## [DATA FOR THE TASK]

PR #1261, opened 2022-11-23
several fixes for aws deployment

druiz0992:
- `setContractState` and `transferOwnership` usually fail in goerli deployment. The reason is because there is no gas estimation being done
- Allow passing the name for both optimist and commitments db. The reason is to allow different optimists and clients to use the same AWS cluster and just have different names.
- `PROPOSER_MAX_BLOCK_PERIOD_MILIS` configures the maximum time that a proposer can wait to generate a block if there are pending transactions.
- AWS document db requires different format for db projections
- circuit registration usually failed in Goerli deployment because there was no gas estimation being done
- In some tests i found that the proposer wasn't set even though addresses matched. This case is fixed now
- Correct `proposer` and `hosted-utils-api-server` containers were not used. When nightfall is deployed with `start-nightfall`, old containers were used instead.
- Fixed client so that i downloads new circuits
- Enabled client liveness test back
- Recovered delete `build:testnet` from wallet package.json
- Make naming consistent between S3 and wallet
- Tentatively working testnet wallet
- Cilent start http ports at the beginning, but returns `400` while syncing. This is to ensure that AWS ECS service can verify container is alive

No

### DIFF
--- a/common-files/utils/web3.mjs
+++ b/common-files/utils/web3.mjs
@@ -54,13 +54,25 @@ export default {
     if (!config.WEB3_OPTIONS.from) throw Error('config WEB3_OPTIONS.from is not set');
     if (!config.ETH_PRIVATE_KEY) throw Error('config ETH_PRIVATE_KEY not set');
 
+    const fromAddress = await this.web3.eth.accounts.privateKeyToAccount(config.ETH_PRIVATE_KEY);
+
     const tx = {
+      from: fromAddress.address,
       to: contractAddress,
       data: rawTransaction,
       value,
-      gas: config.WEB3_OPTIONS.gas,
       gasPrice: config.WEB3_OPTIONS.gasPrice,
     };
+    let gas;
+    try {
+      gas = await this.web3.eth.estimateGas(tx);
+      logger.debug({ msg: 'Gas estimated at', gas });
+    } catch (error) {
+      gas = config.WEB3_OPTIONS.gas;
+      logger.warn({ msg: 'Gas estimation failed, use default', gas });
+    }
+
+    tx.gas = Math.ceil(gas * 2); // 50% seems a more than reasonable buffer
 
     const signed = await this.web3.eth.accounts.signTransaction(tx, config.ETH_PRIVATE_KEY);
     return this.web3.eth.sendSignedTransaction(signed.rawTransaction);
--- a/common-files/utils/web3.mjs
+++ b/common-files/utils/web3.mjs
@@ -47,6 +47,19 @@ export default {
     this.web3.currentProvider.connection.close();
   },
 
+  async estimateGas(tx) {
+    let gas;
+    try {
+      gas = await this.web3.eth.estimateGas(tx);
+      logger.debug({ msg: 'Gas estimated at', gas });
+    } catch (error) {
+      gas = config.WEB3_OPTIONS.gas;
+      logger.warn({ msg: 'Gas estimation failed, use default', gas });
+    }
+    gas = Math.ceil(gas * 2); // 50% seems a more than reasonable buffer
+    return gas;
+  },
+
   // function only needed for infura deployment
   async submitRawTransaction(rawTransaction, contractAddress, value = 0) {
     if (!rawTransaction) throw Error('No tx data to sign');
@@ -63,16 +76,7 @@ export default {
       value,
       gasPrice: config.WEB3_OPTIONS.gasPrice,
     };
-    let gas;
-    try {
-      gas = await this.web3.eth.estimateGas(tx);
-      logger.debug({ msg: 'Gas estimated at', gas });
-    } catch (error) {
-      gas = config.WEB3_OPTIONS.gas;
-      logger.warn({ msg: 'Gas estimation failed, use default', gas });
-    }
-
-    tx.gas = Math.ceil(gas * 2); // 50% seems a more than reasonable buffer
+    tx.gas = await this.estimateGas(tx);
 
     const signed = await this.web3.eth.accounts.signTransaction(tx, config.ETH_PRIVATE_KEY);
     return this.web3.eth.sendSignedTransaction(signed.rawTransaction);
--- a/config/default.js
+++ b/config/default.js
@@ -6,8 +6,8 @@ function configureAWSBucket() {
 }
 
 module.exports = {
-  COMMITMENTS_DB: 'nightfall_commitments',
-  OPTIMIST_DB: 'optimist_data',
+  COMMITMENTS_DB: process.env.COMMITMENTS_DB || 'nightfall_commitments',
+  OPTIMIST_DB: process.env.OPTIMIST_DB || 'optimist_data',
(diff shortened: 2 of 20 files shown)


daveroga (approved):

common-files/utils/web3.mjs
```diff
@@ -54,13 +54,25 @@ export default {
...
     const tx = {
+      from: fromAddress.address,
       to: contractAddress,
       data: rawTransaction,
       value,
-      gas: config.WEB3_OPTIONS.gas,
       gasPrice: config.WEB3_OPTIONS.gasPrice,
     };
+    let gas;
+    try {
```
israelboudoux, line 67: This block of code is repeated in other parts, please, create an utility method so that we can reuse it.

nightfall-deployer/src/circuit-setup.mjs
```diff
@@ -169,13 +169,23 @@ async function setupCircuits() {
...
+        const fromAddress = await web3.eth.accounts.privateKeyToAccount(config.ETH_PRIVATE_KEY);
         const tx = {
-          from: process.env.FROM_ADDRESS,
+          from: fromAddress.address,
           to: keyRegistry.options.address,
           data: call.encodeABI(),
-          gas: config.WEB3_OPTIONS.gas,
           gasPrice: config.WEB3_OPTIONS.gasPrice,
         };
+        try {
```
israelboudoux, line 180: Duplicated code!

nightfall-deployer/src/circuit-setup.mjs
```diff
@@ -199,13 +209,23 @@ async function setupCircuits() {
...
```
israelboudoux, line 220: Duplicated code!

nightfall-optimist/src/services/block-assembler.mjs
```diff
@@ -79,7 +80,9 @@ export async function conditionalMakeBlock(proposer) {
     or we're no-longer the proposer (boo).
    */
 
-  logger.info(`I am the current proposer: ${proposer.isMe}`);
+  if (proposer.isMe) {
```
israelboudoux, line 83: The next `if` statament is equal to this one, please, move the log statement to there and remove this `if`.

config/default.js
```diff
@@ -136,6 +136,7 @@ module.exports = {
     DEFAULT_CIRCUIT_FILES_URL: 'https://nightfallv3-proving-files.s3.eu-west-1.amazonaws.com',
     DEFAULT_CONTRACT_FILES_URL: 'https://nightfallv3-proving-files.s3.eu-west-1.amazonaws.com',
   },
+  PROPOSER_MAX_BLOCK_PERIOD_MILIS: Number(process.env.PROPOSER_MAX_BLOCK_PERIOD) || 60 * 1000,
```
israelboudoux, line 139: Isn't 60 secs too low?

israelboudoux (changes requested):
LGTM, but there are a few things to check.

config/default.js
druiz0992: It’s a config value for testing. In deployment this value is customized. There’s no right value

nightfall-optimist/src/services/block-assembler.mjs
druiz0992: done

common-files/utils/web3.mjs
israelboudoux: What I mean is that this block
```
    try {
      gas = await this.web3.eth.estimateGas(tx);
      logger.debug({ msg: 'Gas estimated at', gas });
    } catch (error) {
      gas = config.WEB3_OPTIONS.gas;
      logger.warn({ msg: 'Gas estimation failed, use default', gas });
    }
```
 can be a utility function that can be used everywhere it is needed. e.g.
```
async function estimateGas(tx) {
    try {
      gas = await this.web3.eth.estimateGas(tx);
      logger.debug({ msg: 'Gas estimated at', gas });
    } catch (error) {
      gas = config.WEB3_OPTIONS.gas;
      logger.warn({ msg: 'Gas estimation failed, use default', gas });
    }
    return gas;
}

...
gas = estimateGas(tx);
...
```

druiz0992: i don't think this is needed

nightfall-optimist/src/routes/proposer.mjs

## [WHAT TO WORK ON]
Full repetition needed. Write out every entry above exactly as given.

## [ANSWER SPACE]
PR #1261, opened 2022-11-23
several fixes for aws deployment

druiz0992:
- `setContractState` and `transferOwnership` usually fail in goerli deployment. The reason is because there is no gas estimation being done
- Allow passing the name for both optimist and commitments db. The reason is to allow different optimists and clients to use the same AWS cluster and just have different names.
- `PROPOSER_MAX_BLOCK_PERIOD_MILIS` configures the maximum time that a proposer can wait to generate a block if there are pending transactions.
- AWS document db requires different format for db projections
- circuit registration usually failed in Goerli deployment because there was no gas estimation being done
- In some tests i found that the proposer wasn't set even though addresses matched. This case is fixed now
- Correct `proposer` and `hosted-utils-api-server` containers were not used. When nightfall is deployed with `start-nightfall`, old containers were used instead.
- Fixed client so that i downloads new circuits
- Enabled client liveness test back
- Recovered delete `build:testnet` from wallet package.json
- Make naming consistent between S3 and wallet
- Tentatively working testnet wallet
- Cilent start http ports at the beginning, but returns `400` while syncing. This is to ensure that AWS ECS service can verify container is alive

No

### DIFF
--- a/common-files/utils/web3.mjs
+++ b/common-files/utils/web3.mjs
@@ -54,13 +54,25 @@ export default {
     if (!config.WEB3_OPTIONS.from) throw Error('config WEB3_OPTIONS.from is not set');
     if (!config.ETH_PRIVATE_KEY) throw Error('config ETH_PRIVATE_KEY not set');
 
+    const fromAddress = await this.web3.eth.accounts.privateKeyToAccount(config.ETH_PRIVATE_KEY);
+
     const tx = {
+      from: fromAddress.address,
       to: contractAddress,
       data: rawTransaction,
       value,
-      gas: config.WEB3_OPTIONS.gas,
       gasPrice: config.WEB3_OPTIONS.gasPrice,
     };
+    let gas;
+    try {
+      gas = await this.web3.eth.estimateGas(tx);
+      logger.debug({ msg: 'Gas estimated at', gas });
+    } catch (error) {
+      gas = config.WEB3_OPTIONS.gas;
+      logger.warn({ msg: 'Gas estimation failed, use default', gas });
+    }
+
+    tx.gas = Math.ceil(gas * 2); // 50% seems a more than reasonable buffer
 
     const signed = await this.web3.eth.accounts.signTransaction(tx, config.ETH_PRIVATE_KEY);
     return this.web3.eth.sendSignedTransaction(signed.rawTransaction);
--- a/common-files/utils/web3.mjs
+++ b/common-files/utils/web3.mjs
@@ -47,6 +47,19 @@ export default {
     this.web3.currentProvider.connection.close();
   },
 
+  async estimateGas(tx) {
+    let gas;
+    try {
+      gas = await this.web3.eth.estimateGas(tx);
+      logger.debug({ msg: 'Gas estimated at', gas });
+    } catch (error) {
+      gas = config.WEB3_OPTIONS.gas;
+      logger.warn({ msg: 'Gas estimation failed, use default', gas });
+    }
+    gas = Math.ceil(gas * 2); // 50% seems a more than reasonable buffer
+    return gas;
+  },
+
   // function only needed for infura deployment
   async submitRawTransaction(rawTransaction, contractAddress, value = 0) {
     if (!rawTransaction) throw Error('No tx data to sign');
@@ -63,16 +76,7 @@ export default {
       value,
       gasPrice: config.WEB3_OPTIONS.gasPrice,
     };
-    let gas;
-    try {
-      gas = await this.web3.eth.estimateGas(tx);
-      logger.debug({ msg: 'Gas estimated at', gas });
-    } catch (error) {
-      gas = config.WEB3_OPTIONS.gas;
-      logger.warn({ msg: 'Gas estimation failed, use default', gas });
-    }
-
-    tx.gas = Math.ceil(gas * 2); // 50% seems a more than reasonable buffer
+    tx.gas = await this.estimateGas(tx);
 
     const signed = await this.web3.eth.accounts.signTransaction(tx, config.ETH_PRIVATE_KEY);
     return this.web3.eth.sendSignedTransaction(signed.rawTransaction);
--- a/config/default.js
+++ b/config/default.js
@@ -6,8 +6,8 @@ function configureAWSBucket() {
 }
 
 module.exports = {
-  COMMITMENTS_DB: 'nightfall_commitments',
-  OPTIMIST_DB: 'optimist_data',
+  COMMITMENTS_DB: process.env.COMMITMENTS_DB || 'nightfall_commitments',
+  OPTIMIST_DB: process.env.OPTIMIST_DB || 'optimist_data',
(diff shortened: 2 of 20 files shown)


daveroga (approved):

common-files/utils/web3.mjs
```diff
@@ -54,13 +54,25 @@ export default {
...
     const tx = {
+      from: fromAddress.address,
       to: contractAddress,
       data: rawTransaction,
       value,
-      gas: config.WEB3_OPTIONS.gas,
       gasPrice: config.WEB3_OPTIONS.gasPrice,
     };
+    let gas;
+    try {
```
israelboudoux, line 67: This block of code is repeated in other parts, please, create an utility method so that we can reuse it.

nightfall-deployer/src/circuit-setup.mjs
```diff
@@ -169,13 +169,23 @@ async function setupCircuits() {
...
+        const fromAddress = await web3.eth.accounts.privateKeyToAccount(config.ETH_PRIVATE_KEY);
         const tx = {
-          from: process.env.FROM_ADDRESS,
+          from: fromAddress.address,
           to: keyRegistry.options.address,
           data: call.encodeABI(),
-          gas: config.WEB3_OPTIONS.gas,
           gasPrice: config.WEB3_OPTIONS.gasPrice,
         };
+        try {
```
israelboudoux, line 180: Duplicated code!

nightfall-deployer/src/circuit-setup.mjs
```diff
@@ -199,13 +209,23 @@ async function setupCircuits() {
...
```
israelboudoux, line 220: Duplicated code!

nightfall-optimist/src/services/block-assembler.mjs
```diff
@@ -79,7 +80,9 @@ export async function conditionalMakeBlock(proposer) {
     or we're no-longer the proposer (boo).
    */
 
-  logger.info(`I am the current proposer: ${proposer.isMe}`);
+  if (proposer.isMe) {
```
israelboudoux, line 83: The next `if` statament is equal to this one, please, move the log statement to there and remove this `if`.

config/default.js
```diff
@@ -136,6 +136,7 @@ module.exports = {
     DEFAULT_CIRCUIT_FILES_URL: 'https://nightfallv3-proving-files.s3.eu-west-1.amazonaws.com',
     DEFAULT_CONTRACT_FILES_URL: 'https://nightfallv3-proving-files.s3.eu-west-1.amazonaws.com',
   },
+  PROPOSER_MAX_BLOCK_PERIOD_MILIS: Number(process.env.PROPOSER_MAX_BLOCK_PERIOD) || 60 * 1000,
```
israelboudoux, line 139: Isn't 60 secs too low?

israelboudoux (changes requested):
LGTM, but there are a few things to check.

config/default.js
druiz0992: It’s a config value for testing. In deployment this value is customized. There’s no right value

nightfall-optimist/src/services/block-assembler.mjs
druiz0992: done

common-files/utils/web3.mjs
israelboudoux: What I mean is that this block
```
    try {
      gas = await this.web3.eth.estimateGas(tx);
      logger.debug({ msg: 'Gas estimated at', gas });
    } catch (error) {
      gas = config.WEB3_OPTIONS.gas;
      logger.warn({ msg: 'Gas estimation failed, use default', gas });
    }
```
 can be a utility function that can be used everywhere it is needed. e.g.
```
async function estimateGas(tx) {
    try {
      gas = await this.web3.eth.estimateGas(tx);
      logger.debug({ msg: 'Gas estimated at', gas });
    } catch (error) {
      gas = config.WEB3_OPTIONS.gas;
      logger.warn({ msg: 'Gas estimation failed, use default', gas });
    }
    return gas;
}

...
gas = estimateGas(tx);
...
```

druiz0992: i don't think this is needed

nightfall-optimist/src/routes/proposer.mjs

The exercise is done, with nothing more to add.